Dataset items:
——

PR #3040, opened 2021-06-04
feat: add several functions to namespaced_features

jackgerrits:
Adds:
- `clear`
- Makes `get_indices` a constant time operation
- `get_index_for_hash`

Rename:
- `index` to `ns_index` in some places to clarify it is the 1 byte namespace index and not a `size_t` collection index

### DIFF
--- a/vowpalwabbit/namespaced_features.cc
+++ b/vowpalwabbit/namespaced_features.cc
@@ -23,13 +23,15 @@ const features* namespaced_features::get_feature_group(uint64_t hash) const
   return &_feature_groups[it->second];
 }
 
-std::vector<namespace_index> namespaced_features::get_indices() const
+const std::set<namespace_index>& namespaced_features::get_indices() const { return _contained_indices; }
+
+namespace_index namespaced_features::get_index_for_hash(uint64_t hash) const
 {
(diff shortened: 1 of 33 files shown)


vowpalwabbit/namespaced_features.cc
```diff
@@ -23,13 +23,15 @@ const features* namespaced_features::get_feature_group(uint64_t hash) const
...
+
+namespace_index namespaced_features::get_index_for_hash(uint64_t hash) const
 {
-  auto indices_copy = _namespace_indices;
-  std::sort(indices_copy.begin(), indices_copy.end());
-  auto last = std::unique(indices_copy.begin(), indices_copy.end());
-  indices_copy.erase(last, indices_copy.end());
-  return indices_copy;
+  auto it = _hash_to_index_mapping.find(hash);
+#ifndef VW_NOEXCEPT
```
olgavrou, line 31: if this is used with noexcept it will fail miserably, maybe add:

```
#else 
 if (it == end())
    return {};
```

and return an empty set

jackgerrits: Addressed

Issue #2474, opened 2020-06-18
Easier access to learned feature weight in python wrapper


etiennekintzler:
### Problem
In the python wrapper, **getting learned (features) weight should be easier**.

Currently the method to get learned weight of a given feature is :
1. find the hash value of the feature name using `pyvw.vw.hash_feature` using the feature name as 1st arg and the _hash_ of the namespace (being 0 for the naked namespace) as 2nd arg.
2. feed the feature name hash value to `pyvw.vw.get_weight`

**These two steps are not straightforward to figure out for newcomers**, and assume one is familiar with the hashing trick (to grasp why the learned feature are not at location 0, 1, 2, 3). 
 
### Solution

The solution is easy, just define the following function/method:
```python
def get_weight_from_name(model, name, namespace=""):
    return model.get_weight(model.hash_feature(name, model.hash_space(namespace)))
```

### Working example

Below is a quick example. I use _monkey patching_ on the second line (`pyvw.vw.get_weight_from_name = get_weight_from_name`) to add the method to the class at runtime but of course this method should be written directly in the class.

```python
from vowpalwabbit import pyvw
pyvw.vw.get_weight_from_name = get_weight_from_name
model = pyvw.vw(quiet=True)

train_examples = [
  "0 | price:.23 sqft:.25 age:.05 2006",
  "1 | price:.18 sqft:.15 age:.35 1976",
  "0 | price:.53 sqft:.32 age:.87 1924",
]

for example in train_examples:
    model.learn(example)
```
Then a quick listcomp to get the tuples _(feature name, learned weight)_: 
```python
[(name, model.get_weight_from_name(name)) for name in ["price", "sqft", "age"]]
```
The output is:
```python
[('price', 0.0018481612205505371),
 ('sqft', 0.021296292543411255),
 ('age', 0.0042297691106796265)]
```

If necessary I can do a PR.

Yash621:
Can I work on this issue?

priyanshuone6:
The `get_weight_from_name` is already implemented, is this still an ongoing issue?

jackgerrits:
You're right this is resolved. Closing

PR #3042, opened 2021-06-05
feat: [pyvw] Get weight from name

etiennekintzler:
Fix issue #2474: Add method to access the weight based on the feature name and the namespace name (if any).

The method `vw.get_weight_from_name` just takes the feature name and the namespace name as arguments and return the weight (a float). It is based on the method `vw.get_weight`.

I also add a test. Note that it tests equality between same feature weights and non nullity but doesn't directly test weight value as I don't know whether this value will always be the same between releases.

### Example

```python
from vowpalwabbit.pyvw import vw

# Learning
model = vw(quiet=True)

examples = [
    "1 |type color=blue square |dimensions width:2 height:4",
    "2 |type color=red square |dimensions width:3 height:4",
    "0 |type color=red circle |dimensions radius:1",
]

for ex in examples:
    model.learn(ex)

# Printing weights
ns_with_feat_names = {
    "type": ["color=blue", "color=red", "square", "circle"],
    "dimensions": ["width", "height"]
}

for ns_name, feat_names in ns_with_feat_names.items():
    print("namespace:", ns_name)
    for feat_name in feat_names:
        weight = model.get_weight_from_name(feat_name, ns_name)
        print(f"{feat_name.rjust(15)}: {round(weight, 4)}")
```

returns:

```python
Namespace: type
     color=blue: 0.1346
      color=red: 0.1243
         square: 0.2655
         circle: -0.1258
Namespace: dimensions
          width: 0.0933
         height: 0.0664

```


python/vowpalwabbit/pyvw.py
```diff
@@ -501,6 +501,25 @@ def get_weight(self, index, offset=0):
         """
         return pylibvw.vw.get_weight(self, index, offset)
 
+    def get_weight_from_name(self, feature_name, namespace_name=""):
```
jackgerrits, line 504: Maybe it makes sense for the default `namespace_name` to be `" "` since in text format it would correspond to `| feature`. " " is the default namespace

etiennekintzler: Yep sure !

Oddly it works whether the namespace name is a empty string `""`, one space `" "` or multiple spaces.

etiennekintzler:
The coverage test keeps failing. The reason seems not linked to the PR's code, would you have any idea about how to solve it @jackgerrits  ?

```sh
->  Pinging Codecov
https://codecov.io/upload/v4?package=bash-1.0.3&token=secret&branch=get_weight_from_name&commit=807dc93ffee69454ed75098ab6ed584d33dd2abb&build=909653602&build_url=http%3A%2F%2Fgithub.com%2FVowpalWabbit%2Fvowpal_wabbit%2Factions%2Fruns%2F909653602&name=&tag=&slug=VowpalWabbit%2Fvowpal_wabbit&service=github-actions&flags=&pr=3042&job=Coverage&cmd_args=Z
{'detail': ErrorDetail(string='Unable to locate build via Github Actions API. Please upload with the Codecov repository upload token to resolve issue.', code='not_found')}
404
==> Uploading to Codecov
  % Total    % Received % Xferd  Average Speed   Time    Time     Time  Current
                                 Dload  Upload   Total   Spent    Left  Speed

  0     0    0     0    0     0      0      0 --:--:-- --:--:-- --:--:--     0
100 1066k    0     0  100 1066k      0  5169k --:--:-- --:--:-- --:--:-- 5150k
100 1066k  100   171  100 1066k    610  3807k --:--:-- --:--:-- --:--:-- 3807k
    {'detail': ErrorDetail(string='Unable to locate build via Github Actions API. Please upload with the Codecov repository upload token to resolve issue.', code='not_found')}
Error: Process completed with exit code 1.
```

jackgerrits:
It seems there may be some sort of spurious failure with either Codecov or GitHub actions. I have seen this before and I think it resolved itself after some amount of time. I'll keep a watch on it look deeper if it remains an issue

python/tests/test_pyvw.py
```diff
@@ -376,6 +376,19 @@ def test_example_features():
     ex.push_namespace(ns2)
     assert ex.pop_namespace()
 
+
+def test_get_weight_name():
+    model = vw(quiet=True)
+    model.learn("1 | a a b c |ns x")
+    assert model.get_weight_from_name("a") != 0.
```
lalo, line 383: what does get_weight_from_name behave when you ask for a feature that you haven't used before?

lalo: might be interesting to test out with --random_weights too

python/vowpalwabbit/pyvw.py
```diff
@@ -501,6 +501,25 @@ def get_weight(self, index, offset=0):
         """
         return pylibvw.vw.get_weight(self, index, offset)
 
+    def get_weight_from_name(self, feature_name, namespace_name=" "):
```
lalo, line 504: another fn that could be useful would be get_weight_from_interaction and ask for two features/namespaces, we just need to figure out the exact hash formula for interactions

lalo: not needed for this PR, it's just a thought

python/vowpalwabbit/pyvw.py
```diff
@@ -501,6 +501,25 @@ def get_weight(self, index, offset=0):
...
+            The name of the feature
+        namespace_name : str, by default is ""
+            The name of the namespace where the feature lives
+
+        Returns
+        -------
+        weight : float
+            Weight for the given feature and namespace name
+        """
+        space_hash = self.hash_space(namespace_name)
```
lokitoth, line 519: This method should take an optional "string value" input for JSON-based inputs, and will likely need special-casing for [chain_hash](https://github.com/VowpalWabbit/vowpal_wabbit/blob/21030f5c97b71f91224bfb44c4381316cf82efeb/vowpalwabbit/parse_args.cc#L456-L460) mode.

The key bit is that in the case of string-values features in JSON, there are two behaviours: One which concatenates the value to the string, and one which uses the hash-chaining trick. This currently defaults to former and lets you switch to the latter, but this is intended to change in a future version.

lalo: The wiki also mentions this: 

https://github.com/VowpalWabbit/vowpal_wabbit/wiki/Input-format

> Features is a sequence of whitespace separated strings, each of which is optionally followed by a float (e.g., NumberOfLegs:4.0 HasStripes) or a string (e.g., city:paris). Each string is a feature and the value is the feature value for that example. Omitting a feature means that its value is zero. Including a feature but omitting its value means that its value is 1. When a string is supplied as the feature value, the value is 1 and the feature index is calculated as hash(feature_value, hash(feature_name, namespace_hash)) where hash's signature is hash(input, seed). This chained hashing is denoted by a ^ in the audit output.

python/tests/test_pyvw.py
etiennekintzler: > how does get_weight_from_name behave when you ask for a feature that you haven't used before?

It returns `0.`  which is default initial value for feature name that have not appeared (yet) in the learning phase.

etiennekintzler: > might be interesting to test out with --random_weights too

with `--random_weight` I am afraid we **won't be able to distinguish the weight initialization process from the weight update process**. To put differently, in the case of random weight initialization:
- every weight will be non 0 (except in the extremely rare case where the random weight is 0), which makes the test on nullity useless
- the equality between two weights  (for 2 features that appear in the same context such as  "b" and "c") will fail  since these 2 weights will still be different after 1 update. They might converge asymptotically (i.e after repeated updates) but that's another story.

python/vowpalwabbit/pyvw.py
etiennekintzler: > This method should take an optional "string value" input for JSON-based inputs, and will likely need special-casing for chain_hash mode.
>
> The key bit is that in the case of string-values features in JSON, there are two behaviours: One which concatenates the value to the string, and one which uses the hash-chaining trick. This currently defaults to former and lets you switch to the latter, but this is intended to change in a future version.

I am not sure how to integrate it since I have never used JSON-based inputs. Could you provide me with an example using the method `vw.get_weight`. Thanks !

python/vowpalwabbit/pyvw.py
etiennekintzler: > another fn that could be useful would be get_weight_from_interaction and ask for two features/namespaces, we just need to figure out the exact hash formula for interactions


Yes that would be quite useful !

python/vowpalwabbit/pyvw.py
jackgerrits: Chain hash actually works in text format too. It is for the use case of text feature values when you still want to use `:`. Activated with `--chain_hash` it would look like:
```
|test name:value
```

Would result in a feature index of:
```c++
hash("value", hash("name", hash("test", hash_seed)))

// Where hash("test", hash_seed) is the same as self.hash_space("test")
```

I think it could be reasonably modeled as the function taking an optional `feature_value_string` parameter and doing the chain hash in that case and if that parameter is `None` then using your current impl

lokitoth: The JSON analogue of your VW text example `1 | a a b c |ns x` is:


```json
{
   "_label": 1,
   "a": 2,
   "b": 1,
   "c": 1,
   "ns": 
   {
      "x": 1
   }
}
```

Not sure if is legal to have two of the same key in a single json object, so I combined them - thus they are not 100% equivalent.

You would also need to pass the "--json" flag to the vw object on init to switch the parser into JSON mode.

etiennekintzler: I try to parse this example using `--json` flag: 

```python
ex_json = {"_label": 1, "a": 2, "b": 1, "c": 1, "ns": {"x": 1}}
ex_json_str = str(ex_json)

model = vw("--json")
model.parse(ex_json_str)
```
but I get the following error : `RuntimeError: JSON parser error at 1: Missing a name for object member.. Handler: State: Default`

lokitoth: Let me take a look at what is going on here with the parsing, but it seems like you should be able to test chain-hash mode in text mode as well, as per @jackgerrits in the meanwhile

olgavrou: @etiennekintzler if you try `model.parse(json.dumps(ex_json))` should work

Also we can merge this now and open a ticket for chain hash or do you prefer to have it go in with this PR?

olgavrou (approved):

python/vowpalwabbit/pyvw.py
etiennekintzler: You are right @olgavrou `json.dumps(ex_json)` does work. The difference with `ex_json_str` is the presence of double quote for keys (which is JSON valid) vs single quote for the cast `str(ex_json)`.

Regarding chain hash, I don't feel competent tackling it since I haven't used the functionnality.  Based on what @jackgerrits said I tried the following code but didn't work out (weight is 0.0):

```python
from vowpalwabbit.pyvw import vw

model = vw("--chain_hash")
for ex in ["1 |test name:value"]:
    model.learn(ex)

ns_hash = model.hash_space("test")
key_hash = model.hash_feature("name", ns_hash)
value_hash = model.hash_feature("value", key_hash)
model.get_weight(value_hash) # 0.0
```

I am using the last vw version (8.11.0). Do you also have the same result ?

Otherwise, I think you can merge this PR if it looks good to you !

jackgerrits: Looks right to me at first glance so I'm not sure what's up there. I think we should merge as this is super useful! Then someone can tackle chain hash separately with an optional argument

olgavrou: created issue to track this #3081

olgavrou: also yes @etiennekintzler tried it on master and I get the same as you

olgavrou: chain hash applied the parse mask which is probably why the above isn't working see [here](https://github.com/VowpalWabbit/vowpal_wabbit/blob/master/vowpalwabbit/vw.h#L203)

lokitoth: Looks like the plan is to deal with chain-hash after getting this PR in, right @olgavrou, @etiennekintzler? If so, looks good.

lokitoth (approved):

python/vowpalwabbit/pyvw.py
olgavrou: @lokitoth yup see #3081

——

**WORK ORDER:**
If a line in the data above contains "wrapper", return that line.

**EXERCISE ANSWER:**
Easier access to learned feature weight in python wrapper
In the python wrapper, **getting learned (features) weight should be easier**.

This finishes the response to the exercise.